PR #5930, opened 2026-05-15
RI-8196 Enrich BE analytics events with environment

KrumTy:
# What

Enriches existing backend analytics events with the connection's `environment` classification so we can answer the PRD's analytics questions ("did users run dangerous commands on prod?", "did Profiler start on prod?", "did bulk-delete confirm on prod?") without adding parallel FE `PROD_CONFIRMATION_SHOWN` events. Part of epic [RI-6594](https://redislabs.atlassian.net/browse/RI-6594) — Prod vs non-prod modes. Ticket: [RI-8196](https://redislabs.atlassian.net/browse/RI-8196).

Builds on [RI-8198](https://redislabs.atlassian.net/browse/RI-8198) (the `environment` enum: `unspecified | production | development`, schema convention from `database.analytics.ts`) and [RI-8179](https://redislabs.atlassian.net/browse/RI-8179) (`DangerousCommandsProvider`, an ACL-CAT-backed dangerous-command cache).

### Events enriched

| Module | Events | New fields |
| --- | --- | --- |
| CLI | `CLI_COMMAND_EXECUTED`, `CLI_COMMAND_ERROR_RECEIVED`, `CLI_CLUSTER_NODE_COMMAND_EXECUTED` | `environment`, `isDangerous` |
| Workbench | `WORKBENCH_COMMAND_EXECUTED`, `WORKBENCH_COMMAND_ERROR_RECEIVED`, `SEARCH_*` variants, `WORKBENCH_INDEX_INFO_SUBMITTED` | `environment`, `isDangerous` (index info: `environment` only) |
| Bulk actions | `BULK_ACTIONS_STARTED`, `BULK_ACTIONS_STOPPED`, `BULK_ACTIONS_SUCCEED`, `BULK_ACTIONS_FAILED`, `IMPORT_SAMPLES_UPLOADED` | `environment`, `confirmedThrough` (Bulk doesn't carry `isDangerous` — `action: overview.type` already conveys Delete/Unlink vs Upload) |
| Profiler | `PROFILER_LOG_DOWNLOADED`, `PROFILER_LOG_DELETED`, **new** `PROFILER_STARTED` | `environment` |

### Implementation notes

- **Analytics services are pure event constructors.** They no longer inject `DatabaseRepository` or `DangerousCommandsProvider` — all telemetry context comes from the caller. CLI and Workbench analytics methods accept `environment: Environment` and `isDangerous: 'true' | 'false'` as positional primitives. Bulk-actions and profiler analytics accept the `Database` object directly (only `.id` and `.environment` are read).
- **Consumer-side resolution.** `CliBusinessService.sendCommand` and `WorkbenchCommandsExecutor.sendCommand` resolve `database.environment` and `isDangerous(client, command)` once per request (as `const`s inside the existing try block) and pass them through to every analytics call. On the error path the analytics emit uses literal defaults (`Environment.Unspecified`, `'false'`) — matches master's error-path semantics, which never carried these fields.
- **Bulk-actions and profiler** consumers (`BulkActionsService.create`, `BulkImportService.import`, `ProfilerService.addListenerForInstance`) fetch the `Database` once and thread it through. `BulkAction` and `LogFile` models hold the `Database` for their lifetime and pass it to deferred analytics emits.
- **`DangerousCommandsProvider`** is now exported from `DatabaseModule`. Its `isDangerous(client, command)` method centralizes the null-guard + uppercase + `Set.has` logic.
- **New optional `confirmedThrough: 'standard' | 'type-to-confirm'`** on `CreateBulkActionDto`, threaded through `BulkAction` → `IBulkActionOverview` → analytics. Defaults to `null` for non-confirmation paths.
- **`additionalData`** on the CLI/Workbench command-event analytics methods is typed as `CliCommandEventData` / `WorkbenchCommandEventData` — no inline casts; consumers comply at the type system level.
- **New `PROFILER_STARTED`** event fires from `ProfilerService.addListenerForInstance` after the listener attaches.
- **Pre-existing `sessionMetadata`-plumbing bugs fixed:**
  - `BulkAction.sendOverview` is invoked via a debounce wrapper with no args; `sessionMetadata` is now stored on the instance from the constructor.
  - `LogFile` analytics events were invoked with 2 args missing `sessionMetadata`; threaded through `LogFileProvider.getOrCreate` from `ProfilerClientProvider`.
- **Internal `resolveEnvironment` util removed.** Earlier iteration wrapped `databaseRepository.get(...)` inside the analytics layer; the consumer-lift refactor made it obsolete.

### Out of scope (deferred)

Browser write events (key rename / delete / TTL change / value mutations, hash/list/set/zset/stream writes). The ticket's #5 scope item assumes existing BE analytics to enrich, but the codebase has **none** for those services — they're FE-tracked today. Adding them is a net-new module-wide telemetry effort and exceeds the "enrich existing emits" framing. [RI-8184](https://redislabs.atlassian.net/browse/RI-8184) keeps its FE confirmation event or gets a follow-up BE ticket.

### Schema note

The original ticket targeted an `isProduction: boolean` field. [RI-8198](https://redislabs.atlassian.net/browse/RI-8198) (merged 2026-05-20) replaced that with a tri-state `environment` enum and dropped the `skipConfirmationsForNonProduction` user setting. This PR is rebased on top of RI-8198 and emits the enum directly (no stringification), matching the convention RI-8198 established in `database.analytics.ts`.

# Testing

- **Unit tests**: cli + workbench + bulk-actions + profiler suites pass (~146 tests across the touched analytics surface). New assertions cover:
  - `environment === Environment.Production` when the database is production-flagged
  - `isDangerous='true'` when the caller marks the command as dangerous (CLI/Workbench)
  - `confirmedThrough` round-trips through the bulk-action DTO
  - `BulkAction.sendOverview` invoked through the debounce wrapper resolves the stored sessionMetadata
  - `ProfilerLog{Downloaded,Deleted}` receive the correct 3-arg call shape
- **Lint**: clean on all touched files.
- **Type check**: no new `src/` errors; touched analytics services emit/accept strictly typed `additionalData`.
- **Manual smoke** (still to do before un-drafting): with a production and unspecified database connected, run `GET foo` and `FLUSHDB` from CLI/Workbench and confirm Segment payloads carry the correct `environment` and `isDangerous`; trigger a bulk-delete with the FE confirmation dialog and confirm `confirmedThrough='type-to-confirm'`; open Profiler and confirm `PROFILER_STARTED` fires once.

[RI-6594]: https://redislabs.atlassian.net/browse/RI-6594?atlOrigin=eyJpIjoiNWRkNTljNzYxNjVmNDY3MDlhMDU5Y2ZhYzA5YTRkZjUiLCJwIjoiZ2l0aHViLWNvbS1KU1cifQ
[RI-8196]: https://redislabs.atlassian.net/browse/RI-8196?atlOrigin=eyJpIjoiNWRkNTljNzYxNjVmNDY3MDlhMDU5Y2ZhYzA5YTRkZjUiLCJwIjoiZ2l0aHViLWNvbS1KU1cifQ
[RI-8198]: https://redislabs.atlassian.net/browse/RI-8198?atlOrigin=eyJpIjoiNWRkNTljNzYxNjVmNDY3MDlhMDU5Y2ZhYzA5YTRkZjUiLCJwIjoiZ2l0aHViLWNvbS1KU1cifQ
[RI-8179]: https://redislabs.atlassian.net/browse/RI-8179?atlOrigin=eyJpIjoiNWRkNTljNzYxNjVmNDY3MDlhMDU5Y2ZhYzA5YTRkZjUiLCJwIjoiZ2l0aHViLWNvbS1KU1cifQ
[RI-8184]: https://redislabs.atlassian.net/browse/RI-8184?atlOrigin=eyJpIjoiNWRkNTljNzYxNjVmNDY3MDlhMDU5Y2ZhYzA5YTRkZjUiLCJwIjoiZ2l0aHViLWNvbS1KU1cifQ

---

> [!NOTE]
> **Medium Risk**
> Touches multiple request paths (CLI, Workbench, bulk actions, profiler) to thread database context into analytics emits; mistakes could break telemetry or introduce runtime errors when context is missing, but changes are limited to event construction and supporting plumbing.
> 
> **Overview**
> Adds **environment-aware backend telemetry** across CLI, Workbench/Search, bulk actions, and Profiler so emitted events include the connection `environment` (and, for command execution, an `isDangerous` flag).
> 
> Bulk actions now accept an optional `confirmedThrough` value on create, persist it on the `BulkAction`/overview, and include it plus `environment` in all bulk-action related events; services/providers were updated to fetch the `Database` once and pass it through.
> 
> CLI and Workbench execution paths now resolve `database.environment` and compute `isDangerous` via a new `DangerousCommandsProvider.isDangerous()` helper (provider exported from `DatabaseModule`), and include these fields in success/error telemetry payloads.
> 
> Profiler telemetry now includes `environment` for log download/delete and introduces a new `PROFILER_STARTED` event emitted when a listener is attached; profiler log files carry `sessionMetadata`/`database` so deferred analytics calls have the right context.
> 
> <sup>Reviewed by [Cursor Bugbot](https://cursor.com/bugbot) for commit 0c178d40d29650a9db2f4fe68a3ef26f857840f3. Bugbot is set up for automated code reviews on this repo. Configure [here](https://www.cursor.com/dashboard/bugbot).</sup>


redisinsight/api/src/modules/bulk-actions/bulk-actions.analytics.ts
```diff
@@ -32,16 +58,23 @@ export class BulkActionsAnalytics extends TelemetryBaseService {
             BULK_ACTIONS_BREAKPOINTS,
           ),
         },
+        isProduction: await resolveIsProduction(
+          this.databaseRepository,
+          sessionMetadata,
+          overview.databaseId,
+        ),
+        dangerous: this.isDangerousAction(overview.type),
```
valkirilov: nit: why don't we prefix this with `isDangerous` as well, since it's a boolean check.

redisinsight/api/src/modules/bulk-actions/bulk-actions.analytics.ts
```diff
@@ -32,16 +58,23 @@ export class BulkActionsAnalytics extends TelemetryBaseService {
...
+        confirmedThrough: this.resolveConfirmedThrough(overview),
```
valkirilov: nit: Here, I think we should also prefix it with `is*`, but to be honest, I'm not sure whether the current `confirmedThrough` name is good enough to provide context for what this is used for. 

It sounds a bit vague to me, but I'm not sure what else to use that will be more descriptive.

redisinsight/api/src/modules/cli/services/cli-analytics/cli-analytics.service.ts
```diff
@@ -118,12 +132,23 @@ export class CliAnalyticsService extends CommandTelemetryBaseService {
...
-        ...(await this.getCommandAdditionalInfo(additionalData['command'])),
-        ...additionalData,
+        ...(await this.getCommandAdditionalInfo(rest['command'])),
+        ...rest,
+        isProduction: await resolveIsProduction(
+          this.databaseRepository,
+          sessionMetadata,
+          databaseId,
+        ),
+        dangerous: dangerous ? 'true' : 'false',
```
valkirilov: nit: Why do we need string booleans here?

redisinsight/api/src/modules/bulk-actions/bulk-actions.analytics.ts
KrumTy: it's actually an enum - standard | type-to-confirm

redisinsight/api/src/modules/bulk-actions/bulk-actions.analytics.ts
KrumTy: yup, was thinking the same, waiting for PO to confirm

redisinsight/api/src/modules/cli/services/cli-analytics/cli-analytics.service.ts
KrumTy: looks like an established convention in the repo, analytics booleans are stringified

redisinsight/api/src/modules/bulk-actions/models/bulk-action.ts
```diff
@@ -316,18 +323,22 @@ export class BulkAction implements IBulkAction {
 
   /**
    * Send overview to a client
-   * @param sessionMetadata
+   * @param sessionMetadata defaults to the value stored at construction time
    */
-  sendOverview(sessionMetadata: SessionMetadata) {
+  sendOverview(
+    sessionMetadata: SessionMetadata | undefined = this.sessionMetadata,
```
ArtemHoruzhenko: sessionMetadata should never be undefined.

redisinsight/api/src/modules/bulk-actions/bulk-actions.analytics.ts
```diff
@@ -1,16 +1,26 @@
...
 import { SessionMetadata } from 'src/common/models';
+import { DatabaseRepository } from 'src/modules/database/repositories/database.repository';
+import { resolveEnvironment } from 'src/modules/database/utils/resolve-environment';
 
 @Injectable()
 export class BulkActionsAnalytics extends TelemetryBaseService {
-  sendActionStarted(
+  constructor(
+    protected eventEmitter: EventEmitter2,
+    private readonly databaseRepository: DatabaseRepository,
```
ArtemHoruzhenko: I don't think this is good design choice. if telemetry event depends on database we need to pass database here from top layer

redisinsight/api/src/modules/bulk-actions/bulk-actions.analytics.ts
```diff
@@ -32,16 +42,22 @@ export class BulkActionsAnalytics extends TelemetryBaseService {
             BULK_ACTIONS_BREAKPOINTS,
           ),
         },
+        environment: await resolveEnvironment(
+          this.databaseRepository,
+          sessionMetadata,
+          overview.databaseId,
+        ),
```
ArtemHoruzhenko: instead of calculating it here

redisinsight/api/src/modules/database/utils/resolve-environment.ts
```diff
@@ -0,0 +1,20 @@
...
+  sessionMetadata: SessionMetadata,
+  databaseId: string,
+): Promise<Environment> {
+  try {
+    const database = await databaseRepository.get(sessionMetadata, databaseId);
+    return database?.environment ?? Environment.Unspecified;
+  } catch (e) {
+    return Environment.Unspecified;
+  }
+}
```
ArtemHoruzhenko: I think this function should receive `Database` and return `Environment`

redisinsight/api/src/modules/cli/services/cli-analytics/cli-analytics.service.ts
```diff
@@ -98,13 +110,26 @@ export class CliAnalyticsService extends CommandTelemetryBaseService {
...
         ...additionalData,
+        environment: await resolveEnvironment(
+          this.databaseRepository,
+          sessionMetadata,
+          databaseId,
+        ),
+        isDangerous: (await this.dangerousCommandsProvider.isDangerous(
+          client,
+          command,
+        ))
```
ArtemHoruzhenko: I understand why we are doing this but can't say I like it. There is non-zero chance we will execute 'ACL' command each time we are sending such telemetry events. We need to think carefully wether we need this flag at all or not.

ArtemHoruzhenko (changes requested):

redisinsight/api/src/modules/database/utils/resolve-environment.ts
KrumTy: that makes the function obsolete (1 liner) and moves the fetching to consumer

redisinsight/api/src/modules/cli/services/cli-analytics/cli-analytics.service.ts
KrumTy: > There is non-zero chance we will execute 'ACL' command each time we are sending such telemetry events.

only if the user has no permissions; we do cache the response otherwise ([source](https://github.com/redis/RedisInsight/blob/be/feature/RI-8196/enrich-analytics-with-is-production/redisinsight/api/src/modules/database/providers/dangerous-commands.provider.ts#L31))

> We need to think carefully wether we need this flag at all or not.

for example we want to answer "did users run dangerous commands on prod?". Without isDangerous analytics can't differentiate dangerous vs safe

redisinsight/api/src/modules/bulk-actions/models/bulk-action.ts
KrumTy: adjusted here https://github.com/redis/RedisInsight/pull/5930/changes/99e747e067481864ec9c5ccc38eb66e9345d4c51

redisinsight/api/src/modules/bulk-actions/models/bulk-action.ts
```diff
@@ -316,9 +323,9 @@ export class BulkAction implements IBulkAction {
 
   /**
    * Send overview to a client
-   * @param sessionMetadata
+   * @param sessionMetadata defaults to the value stored at construction time
    */
-  sendOverview(sessionMetadata: SessionMetadata) {
+  sendOverview(sessionMetadata: SessionMetadata = this.sessionMetadata) {
```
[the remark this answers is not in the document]
KrumTy: Outdated — addressed when I reverted the async-analytics design. `sendActionSucceed` / `sendActionStopped` / `sendActionFailed` were briefly `async` in the exploration commit `6193adf28`, but the follow-up moved the `Database` lookup out of the analytics layer entirely and back to the caller. All bulk analytics methods are synchronous again as of commit `30c377907`, so there are no floating promises from `sendOverview`.

redisinsight/api/src/modules/bulk-actions/bulk-actions.analytics.ts
```diff
@@ -32,16 +49,22 @@ export class BulkActionsAnalytics extends TelemetryBaseService {
...
+        confirmedThrough: this.resolveConfirmedThrough(overview),
```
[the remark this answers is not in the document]
KrumTy: Intentional — see commit `4b01a98a6` ("refactor(analytics): move isDangerous derivation into the analytics services"). `isDangerous` was dropped from bulk-action events because `action` (= `overview.type`) already carries the same information: `delete` / `unlink` map 1:1 to dangerous, `upload` to not-dangerous. Downstream dashboards can derive the boolean from `action` without adding a redundant field.

For CLI and Workbench events the situation is different — `command` ranges over the full Redis command set so the dangerous classification is not derivable from a single field. Those events do carry `isDangerous` explicitly.

I'll update the PR description to remove the bulk-action `isDangerous` mention to avoid further confusion.

redisinsight/api/src/modules/cli/services/cli-analytics/cli-analytics.service.ts
```diff
@@ -115,15 +140,28 @@ export class CliAnalyticsService extends CommandTelemetryBaseService {
...
+          ? 'true'
+          : 'false',
```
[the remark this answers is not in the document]
KrumTy: Addressed in commit `5b81b6efc` by lifting `isDangerous` resolution out of the analytics services entirely. The consumers (`cli-business.service.sendCommand` and `workbench-commands.executor.sendCommand`) now resolve `isDangerous` against the same parsed `command` they pass in `additionalData`, then thread the result through to all analytics calls as a positional arg. `DangerousCommandsProvider` is no longer injected into either analytics service.

The divergence window you flagged is closed: the emit's `command` field and the `isDangerous` flag now share a single source (the consumer's parsed command). They can no longer disagree.

redisinsight/api/src/modules/cli/services/cli-analytics/cli-analytics.service.ts
```diff
@@ -98,13 +110,26 @@ export class CliAnalyticsService extends CommandTelemetryBaseService {
...
       this.sendEvent(sessionMetadata, TelemetryEvents.CliCommandExecuted, {
         databaseId,
-        ...(await this.getCommandAdditionalInfo(additionalData['command'])),
+        ...(await this.getCommandAdditionalInfo(command)),
         ...additionalData,
+        environment: await resolveEnvironment(
+          this.databaseRepository,
+          sessionMetadata,
+          databaseId,
+        ),
```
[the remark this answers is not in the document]
KrumTy: Already addressed by commit `ed0716c69` (lift Database fetch out of analytics) and finalized in `e629ff5de`. The CLI analytics service no longer performs any DB lookup — `cli-business.service.sendCommand` resolves the Database once per request and threads it through, matching the bulk-actions / profiler pattern. `resolveEnvironment` is deleted.

redisinsight/api/src/modules/cli/services/cli-business/cli-business.service.ts
```diff
@@ -188,11 +191,25 @@ export class CliBusinessService {
...
+      // doing its own repository lookup. Failure is non-fatal — analytics
+      // calls check for undefined and skip the emit.
+      try {
+        database = await this.databaseService.get(
+          clientMetadata.sessionMetadata,
+          clientMetadata.databaseId,
+        );
+      } catch (e) {
+        // proceed without database — environment will be unknown
+      }
```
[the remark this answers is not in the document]
KrumTy: Good catch — fixed in `e629ff5de`. The `if (database)` guards are gone. `database` is now pre-seeded with a minimal stub (`{ id, environment: Unspecified }` cast as `Database`) so analytics always has something to emit. The real Database overwrites the stub on lookup success; on failure (or if execution never reaches the lookup) the stub stays in place and analytics emits with `environment: 'unspecified'`. The stub only carries the two fields the analytics services actually read.

redisinsight/api/src/modules/cli/services/cli-business/cli-business.service.ts
```diff
@@ -252,6 +271,8 @@ export class CliBusinessService {
           clientMetadata.sessionMetadata,
           clientMetadata.databaseId,
           error,
+          Environment.Unspecified,
+          'false',
```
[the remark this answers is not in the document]
KrumTy: compromise for error case

redisinsight/api/src/modules/bulk-actions/models/bulk-action.ts
```diff
@@ -310,24 +318,41 @@ export class BulkAction implements IBulkAction {
...
     this.debounce();
   }
 
   /**
    * Send overview to a client
-   * @param sessionMetadata
+   * @param sessionMetadata defaults to the value stored at construction time
    */
-  sendOverview(sessionMetadata: SessionMetadata) {
+  sendOverview(sessionMetadata: SessionMetadata = this.sessionMetadata) {
```
ArtemHoruzhenko: If we already set sessionMetadata in constructor, let's use this.sessionMetadata instead of passing it here?

redisinsight/api/src/modules/bulk-actions/bulk-import.service.ts
```diff
@@ -90,10 +91,13 @@ export class BulkImportService {
   /**
    * @param clientMetadata
    * @param fileStream
+   * @param prefetchedDatabase Optional pre-fetched Database to avoid a redundant
+   *   repository lookup when the caller already has it (e.g. `importDefaultData`).
    */
   public async import(
     clientMetadata: ClientMetadata,
     fileStream: Readable,
+    prefetchedDatabase?: Database,
```
ArtemHoruzhenko: nit: do we need this? can't say that we will get database in this service or have requirement to pass this database from caller?

redisinsight/api/src/modules/bulk-actions/bulk-import.service.ts
```diff
@@ -111,15 +115,28 @@ export class BulkImportService {
...
+          clientMetadata.databaseId,
+        ));
+
+      this.analytics.sendActionStarted(
+        clientMetadata.sessionMetadata,
+        result,
+        database,
+      );
+
       client = await this.databaseClientFactory.createClient(clientMetadata);
```
ArtemHoruzhenko, line 135: actually previous command is not nit. we must rely on clientMetadata to fetch database in this service. it is the only way

redisinsight/api/src/modules/cli/services/cli-analytics/cli-analytics.service.ts
```diff
@@ -98,13 +105,17 @@ export class CliAnalyticsService extends CommandTelemetryBaseService {
   public async sendCommandExecutedEvent(
     sessionMetadata: SessionMetadata,
     databaseId: string,
-    additionalData: object = {},
+    environment: Environment,
+    isDangerous: 'true' | 'false',
```
ArtemHoruzhenko: nit: cant `environment and` `isDangerous` be part of `additionalData`?

redisinsight/api/src/modules/cli/services/cli-business/cli-business.service.ts
```diff
@@ -255,6 +274,8 @@ export class CliBusinessService {
           {
             command,
             outputFormat,
+            environment: Environment.Unspecified,
+            isDangerous: 'false',
```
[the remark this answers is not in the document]
KrumTy: this is error state

ArtemHoruzhenko (approved):
lgtm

• • •

- [TASK INSTRUCTIONS]: Which lines of the listing contain the word "return"? Copy each of them.

- [RESPONSE TO THE EXERCISE]:
+    return database?.environment ?? Environment.Unspecified;
+    return Environment.Unspecified;
ArtemHoruzhenko: I think this function should receive `Database` and return `Environment`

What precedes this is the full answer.